Cette évolution ne surviendra que si nous acceptons collectivement d'y consacrer le temps, l'énergie et les moyens. Cette évolution surviendra si nous assumons qu'elle commence par l'éducation culturelle de nos jeunes citoyens; si nous assumons l'apport important des aînés dans le processus de transmission des savoirs et des habiletés; si nous assumons le fait que les artistes, au même titre que les scientifiques, par exemple, sont une pierre angulaire de cette évolution nécessaire.

 

Tel que l'exprime Carol Becker, dans son ouvrage Surpassing the Spectacle (2002), l'aisance et l'habileté qu'ont les artistes à composer avec le désordre, le chaos, la différence et la complexité, font d'eux des sujets importants dans l'évolution culturelle d'une société qui désirerait se prendre en main et sortir du piège du spectacle et de la surconsommation, entretenu par le pouvoir économique, afin de maintenir ses citoyens dans un état d'abondance factice qui les isolent les uns des autres et les éloignent d'un réel engagement et d'un réel discours politiques.

 

Je termine donc sur ces paroles de Guy Debord: «Le spectacle est le mauvais rêve de la société moderne enchaînée, qui n'exprime finalement que son désir de dormir» (La société du spectacle, le film, 1973).

 

Réveillons-nous ensemble de ce cauchemar…

Signataire : Normand Marcy

Co-signataires : David Pressault, Ivana Milicevic, Aline Apostolska, Nicolas Cantin, Frédérick Gravel, Mathieu Campeau, Priscilla Guy, K.G. Guttman, Corinne Crane-Desmarais, Caroline Gravel et Dany Desjardins, Jean-Sébastien Lourdais…

 

* Le plan de développement dont nous parlons, ici, ne concerne en rien le Plan directeur en cours d'élaboration, dirigé par le RQD, suite aux Seconds états généraux de la danse. Nous sommes conscients du travail remarquable déjà effectué par le RQD, quant aux intérêts du milieu de la danse. Ce plan de développement, dont nous parlons, est un plan de société qui vise, à une échelle globale, l'ensemble des citoyens.

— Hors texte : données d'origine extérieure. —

PR #658, opened 2017-05-18
Introducing 'contributor' type (release contributors info)

mickeyn:
New type and supporting code & test to fill/fetch the
release contributors info to/from the index.

* MetaCPAN::Script::Mapping::CPAN::Contributor
Added for type mapping for Elasticseach

* Script::Contributor
Added for data filling of release contributors.
Script can run in different modes:
--all          # run for all releases in the 'release' type
--distribution # run for all releases matching a given distribution
--release      # run for a single release (format: PAUSEID/DISTRIBUTION-VERSION)

* Script::Release
Updated to store contributor info for processed releases

* Script::Role::Contributor
Added to support common functionality shared by the scripts
for handling contributors info fetching/updating.

* Document::Contributor
Model representation of the new type.

* Server::Controller::Contributor
Controller endpoints for the new type.

### DIFF
--- a/lib/MetaCPAN/Script/Contributor.pm
+++ b/lib/MetaCPAN/Script/Contributor.pm
@@ -1,0 +1,114 @@
+package MetaCPAN::Script::Contributor;
+
+use strict;
+use warnings;
+
+use Moose;
+use Ref::Util qw( is_arrayref );
+
+use MetaCPAN::Types qw( Bool HashRef Str );
+
+with 'MetaCPAN::Role::Script', 'MooseX::Getopt',
+    'MetaCPAN::Script::Role::Contributor';
+
+has all => (
+    is            => 'ro',
+    isa           => Bool,
+    default       => 0,
+    documentation => 'update contributors for *all* releases',
+);
+
+has distribution => (
+    is  => 'ro',
+    isa => Str,
+    documentation =>
+        'update contributors for all releases matching distribution name',
+);
+
+has release => (
+    is  => 'ro',
+    isa => Str,
+    documentation =>
+        'update contributors for a single release (format: author/release_name)',
+);
+
+has author_release => (
+    is      => 'ro',
+    isa     => HashRef,
+    lazy    => 1,
+    builder => '_build_author_release',
+);
+
+sub _build_author_release {
+    my $self = shift;
+    return unless $self->release;
+    my ( $author, $release ) = split m{/}, $self->release;
+    $author && $release
+        or die
+        "Error: invalid 'release' argument (format: PAUSEID/DISTRIBUTION-VERSION)";
+    return +{
+        author  => $author,
+        release => $release,
+    };
+}
+
+sub run {
+    my $self = shift;
+
+    my $query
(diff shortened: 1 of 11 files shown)


mickeyn:
with a small change, I can make this new type live in its own isolated index... would you prefer this? (I think it's better as long as we don't need to share alias, which so far I don't think we do)

lib/MetaCPAN/Script/Contributor.pm
```diff
@@ -0,0 +1,118 @@
+package MetaCPAN::Script::Contributor;
+
+use strict;
+use warnings;
+
+BEGIN {
+    $ENV{PERL_JSON_BACKEND} = 'JSON::XS';
```
oalders: Can you remind me why we're doing this?

lib/MetaCPAN/Script/Role/Contributor.pm
```diff
@@ -0,0 +1,68 @@
+package MetaCPAN::Script::Role::Contributor;
+
+use Moose::Role;
+
+use MetaCPAN::Util qw< digest >;
+use Ref::Util qw< is_arrayref >;
```
oalders: Nitpick, but could we just stick with round brackets?

t/server/controller/contributor.t
```diff
@@ -0,0 +1,62 @@
+use strict;
+use warnings;
+
+use Cpanel::JSON::XS qw( decode_json );
+use MetaCPAN::Server::Test;
+use MetaCPAN::TestServer;
+use Test::More;
+
+my $server = MetaCPAN::TestServer->new;
+$server->index_packages;
```
oalders: `index_packages` is already called in `t/00_setup.t:`  Do we need to do it again here?

oalders:
> with a small change, I can make this new type live in its own isolated index... would you prefer this? (I think it's better as long as we don't need to share alias, which so far I don't think we do)

Works for me.  At the very least if there are bugs, this would be a good place to have them.

lib/MetaCPAN/Script/Contributor.pm
mickeyn: oops, here it was copy-pasted from Script::Release... there it was added in 2f6d07b5e2... not sure how relevant it is.
i'll remove it from this script.

lib/MetaCPAN/Script/Role/Contributor.pm
mickeyn: sure

t/server/controller/contributor.t
mickeyn: copy-pasted from the package test... not sure why it's there either - removing both.

mickeyn: oh, origin is t/server/controller/permission.t:
```
my $server = MetaCPAN::TestServer->new;
$server->index_permissions;
```

mickeyn:
@oalders I fixed as requested and updated to support separate index (makes more sense to me)
I created the new index & mapping - so it should be safe to merge.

Nota bene : l'élaboration de ce manifeste est une initiative personnelle qui implique un groupe d'artistes en danse et non le milieu de la danse en général, la nuance est importante. Nous laissons le soin au RQD de parler au nom de l'ensemble du milieu de la danse. Un mandat qu'il accomplit déjà avec brio depuis bientôt 25 ans.